• [Supplied data]:
PR #903, opened 2026-06-16
feat(inspect): render composite pipeline structure (pipeline-led)

timenick:
## Summary

`winml inspect` now surfaces the **composite pipeline structure** for composite models (encoder-decoder seq2seq, etc.). Previously a composite was shown as its single exported component — e.g. a bart decoder rendered as `Task: text2text-generation` with a dangling `encoder_hidden_states` input ("non-runnable half"), with no hint that the model serves higher-level pipelines.

**Before**
```
Task            text2text-generation (via tasks-manager)
```

**After** (pipeline-led)
```
Task            summarization · table-question-answering [composite]
Export          encoder: feature-extraction, decoder: text2text-generation (via tasks-manager)
```
plus a dedicated **Composite Pipeline** panel listing the components and how to build a specific pipeline.

## Behavior

- **Scoped to auto-detected composites.** Gated on the resolver's detected composite (`TaskResolution.composite`), so only models whose *resolved* task bridges to a composite show the view. A CLIP inspected for `feature-extraction` (a runnable single encoder) and all non-composites are unchanged.
- **Architecture-agnostic.** The pipeline-task list is derived from the live `COMPOSITE_MODEL_REGISTRY` (new `loader.composite_pipeline_tasks`) — no hardcoded model/task names. bart → `summarization · table-question-answering`, marian → `translation`, qwen3 → `text-generation`, etc.
- **JSON contract preserved.** `task` stays the granular machine task (`text2text-generation`); `pipeline_tasks` + `composite` are additive.

## API

- `loader.composite_pipeline_tasks(model_type) -> list[str]`
- `inspect.CompositeInfo`, `inspect.resolve_composite_info(...)`

## Notes

- Explicit `--task` / `--model-class` yields no composite view (pins `composite=None`) — the pipeline-led view is intentionally scoped to auto-detection.
- `blip` (infers `image-text-to-text`, registers under `image-to-text`) is not reached by the seq2seq detection bridge today; out of scope here.


src/winml/modelkit/inspect/resolver.py
```diff
@@ -581,6 +582,31 @@ def resolve_cache(model_id: str) -> CacheInfo:
...
+    Returns ``None`` unless the model's resolved task bridges to a composite — i.e.
+    ``detected_components`` (from :attr:`TaskResolution.composite`) is set. This scopes
+    the composite view to genuine multi-component / non-runnable-half exports (a seq2seq
+    decoder, etc.) and avoids flagging every model_type that merely *could* serve a
+    composite pipeline (e.g. a CLIP inspected for plain feature-extraction).
+
+    ``pipeline_tasks`` (the higher-level pipelines the model_type serves) come from the
+    live composite registry; ``components`` is the resolver's detected breakdown.
+    """
+    if not detected_components:
```
DingmaomaoBJTU: **Bug: falsy check conflates `None` with empty dict, and does not guard against `pipeline_tasks=[]`.**

`if not detected_components:` is `True` for both `None` *and* `{}`. The intent is to guard on `None` (not populated by auto-detect); use `if detected_components is None:` instead.

More critically, even when `detected_components` is non-empty, `composite_pipeline_tasks(model_type)` may return `[]` if the `issubclass(cls, WinMLCompositeModel)` filter in `resolution.py` excludes the registered class. A `CompositeInfo(pipeline_tasks=[], components=...)` then reaches the formatter, which renders a broken Task row (` [composite]` with no pipeline name) and an empty *Serves pipelines:* line. Guard here:

```python
pipeline_tasks = composite_pipeline_tasks(model_type)
if not pipeline_tasks:
    return None  # registry divergence; don't surface a broken panel
return CompositeInfo(pipeline_tasks=pipeline_tasks, components=dict(detected_components))
```

src/winml/modelkit/loader/resolution.py
```diff
@@ -286,6 +286,28 @@ def resolve_composite(model_type: str, task: str) -> CompositeComponents | None:
...
+    """
+    import winml.modelkit.models.hf  # noqa: F401  # trigger composite registrations
+
+    from ..models.winml import WinMLCompositeModel
+    from ..models.winml.composite_model import COMPOSITE_MODEL_REGISTRY
+
+    return sorted(
+        task
+        for (mt, task), cls in COMPOSITE_MODEL_REGISTRY.items()
+        if mt == model_type and issubclass(cls, WinMLCompositeModel)
```
DingmaomaoBJTU: **Bug: `issubclass(WinMLCompositeModel)` filter is inconsistent with `resolve_composite()` and can silently produce `pipeline_tasks=[]`.**

`resolve_composite()` uses the same `COMPOSITE_MODEL_REGISTRY` without any subclass filter. If a composite is registered under a class not subclassing `WinMLCompositeModel`, `resolve_composite()` finds it (setting `TaskResolution.composite`) but `composite_pipeline_tasks()` silently excludes it and returns `[]`. That empty list propagates to `CompositeInfo.pipeline_tasks` and causes the formatter to render a Task row of ` [composite]` with no pipeline name (formatter.py line 267).

Either remove the filter here (trust the registry), or add the same filter to `resolve_composite()` so both functions agree on what constitutes a composite.

src/winml/modelkit/inspect/formatter.py
```diff
@@ -221,13 +260,28 @@ def output_table(console: Console, result: InspectResult, verbose: bool = False)
     model_table.add_column("Value")
 
     model_table.add_row("Model Type", result.model_type)
-    model_table.add_row("Task", f"{result.task} [dim](via {result.task_source})[/dim]")
+    if result.composite:
+        # Variant 1 (Pipeline-led): the Task row surfaces the pipeline tasks the
+        # model_type serves, and an Export row shows the granular component tasks.
+        pipelines = " · ".join(result.composite.pipeline_tasks)
+        model_table.add_row("Task", f"{pipelines} [magenta]\\[composite][/magenta]")
```
DingmaomaoBJTU, line 270: **Bug: no guard against `pipeline_tasks` being empty — renders a broken Task row.**

If `result.composite.pipeline_tasks` is `[]`, `pipelines` is `''` and the row becomes ` [composite]` with no pipeline name — visually confusing. The root fix belongs in `resolve_composite_info` (guard on empty `pipeline_tasks` before constructing `CompositeInfo`), but a local guard here makes the formatter robust in isolation:

```python
if result.composite.pipeline_tasks:
    pipelines = " · ".join(result.composite.pipeline_tasks)
    model_table.add_row("Task", f"{pipelines} [magenta]\\[composite][/magenta]")
    ...
else:
    model_table.add_row("Task", f"{result.task} [dim](via {result.task_source})[/dim]")
```

src/winml/modelkit/loader/resolution.py
```diff
@@ -286,6 +286,28 @@ def resolve_composite(model_type: str, task: str) -> CompositeComponents | None:
...
+    """Pipeline (composite) tasks a model_type can serve, sorted; ``[]`` for non-composites.
+
+    Registry-driven and architecture-agnostic (e.g. ``bart`` ->
+    ``["summarization", "table-question-answering"]``, ``marian`` -> ``["translation"]``,
+    ``qwen3`` -> ``["text-generation"]``). Surfaced by ``winml inspect`` to show which
+    higher-level pipelines a composite serves. The per-checkpoint pipeline is
+    config-indistinguishable, so the list is sorted (deterministic, model-id-independent) —
+    the order must not imply inspect knows which pipeline a given checkpoint is.
+    """
+    import winml.modelkit.models.hf  # noqa: F401  # trigger composite registrations
```
DingmaomaoBJTU: **Warning: fragile side-effect import as the sole registry population mechanism.**

`import winml.modelkit.models.hf` is the only thing ensuring the registry is populated before iteration. If the registrations ever move to a different module, this silently returns `[]` for every model_type with no error or diagnostic. Consider asserting the registry is non-empty after the import, or explicitly documenting in `COMPOSITE_MODEL_REGISTRY` that all callers must import `winml.modelkit.models.hf` first.

tests/unit/inspect/test_composite_rendering.py
```diff
@@ -0,0 +1,163 @@
...
+    """Gate contract: an explicit --task pins composite=None (USER_TASK), so no composite
+    view — even for a genuine seq2seq. Pins the design the inline comment documents, so a
+    revert to a registry-fallback (which would show it) can't slip through silently.
+    """
+    resolution = resolve_task(_bart_config(), task="text2text-generation")
+    assert resolution.composite is None
+    assert resolve_composite_info("bart", resolution.composite) is None
+    out = _render(_make_result(composite=None, task="text2text-generation"))
+    assert "Composite Pipeline" not in out
+    assert "[composite]" not in out
```
DingmaomaoBJTU, line 194: **Missing test: `pipeline_tasks=[]` edge case (registry divergence) is not covered.**

There is no test for the scenario where `detected_components` is non-empty but `composite_pipeline_tasks()` returns `[]`. This is the exact path that causes the broken formatter output described above. A test pinning the guard:

```python
def test_resolve_composite_info_returns_none_when_pipeline_tasks_empty(monkeypatch):
    monkeypatch.setattr(
        "winml.modelkit.inspect.resolver.composite_pipeline_tasks",
        lambda model_type: [],
    )
    assert resolve_composite_info("bart", {"encoder": "feature-extraction"}) is None
```

DingmaomaoBJTU (commented):
Good overall architecture — the pipeline-led composite view is clearly scoped (gated on resolver detection, not registry presence alone) and the additive JSON design is clean. I found a few correctness issues worth fixing before merge.

src/winml/modelkit/inspect/resolver.py
timenick: Fixed in `97c6c531` — added the registry-divergence guard:

```python
pipeline_tasks = composite_pipeline_tasks(model_type)
if not pipeline_tasks:
    return None  # don't surface a broken "[composite]" row
```

On `if not detected_components` vs `is None`: I kept `not` deliberately — it returns `None` for both `None` *and* the (never-produced) empty dict, which is the more defensive read of "no usable composite". `_composite_components_for_task` only ever yields a non-empty dict or `None`, so behaviour is identical; `not` just also covers the impossible `{}`.

Generated with Claude Code

src/winml/modelkit/loader/resolution.py
timenick: Looked into this — the divergence isn't reachable on the gate path. `resolve_composite_info` gates on `detected_components` = `TaskResolution.composite`, which is set by `_composite_components_for_task` — and that applies the **same** `issubclass(cls, WinMLCompositeModel)` filter as `composite_pipeline_tasks`. So whenever the gate is set, `composite_pipeline_tasks` (same filter) returns non-empty; the scenario where `resolve_composite` (no filter) finds it but `composite_pipeline_tasks` doesn't isn't on this path.

I left `resolve_composite` as-is on purpose: removing the filter from `composite_pipeline_tasks` would wrongly include generic, non-composite registrations (e.g. qwen3's `WinMLModelForGenericTask`), and adding the filter to `resolve_composite` would change behaviour for its other (explicit-task) callers. The new empty-`pipeline_tasks` guard makes this robust regardless.

Generated with Claude Code

src/winml/modelkit/inspect/formatter.py
timenick: Fixed at the root in `resolve_composite_info` (per your note that the root fix belongs there) — with the guard, `result.composite` is only ever non-`None` when `pipeline_tasks` is non-empty, so a formatter-side guard would be redundant. Happy to add a defensive one too if you'd prefer belt-and-suspenders.

Generated with Claude Code

src/winml/modelkit/loader/resolution.py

• [Task prompt]: The expected answer is a copy of every line in the entries that holds the word "higher".

• [Answer for the task]:
`winml inspect` now surfaces the **composite pipeline structure** for composite models (encoder-decoder seq2seq, etc.). Previously a composite was shown as its single exported component — e.g. a bart decoder rendered as `Task: text2text-generation` with a dangling `encoder_hidden_states` input ("non-runnable half"), with no hint that the model serves higher-level pipelines.
+    ``pipeline_tasks`` (the higher-level pipelines the model_type serves) come from the
+    higher-level pipelines a composite serves. The per-checkpoint pipeline is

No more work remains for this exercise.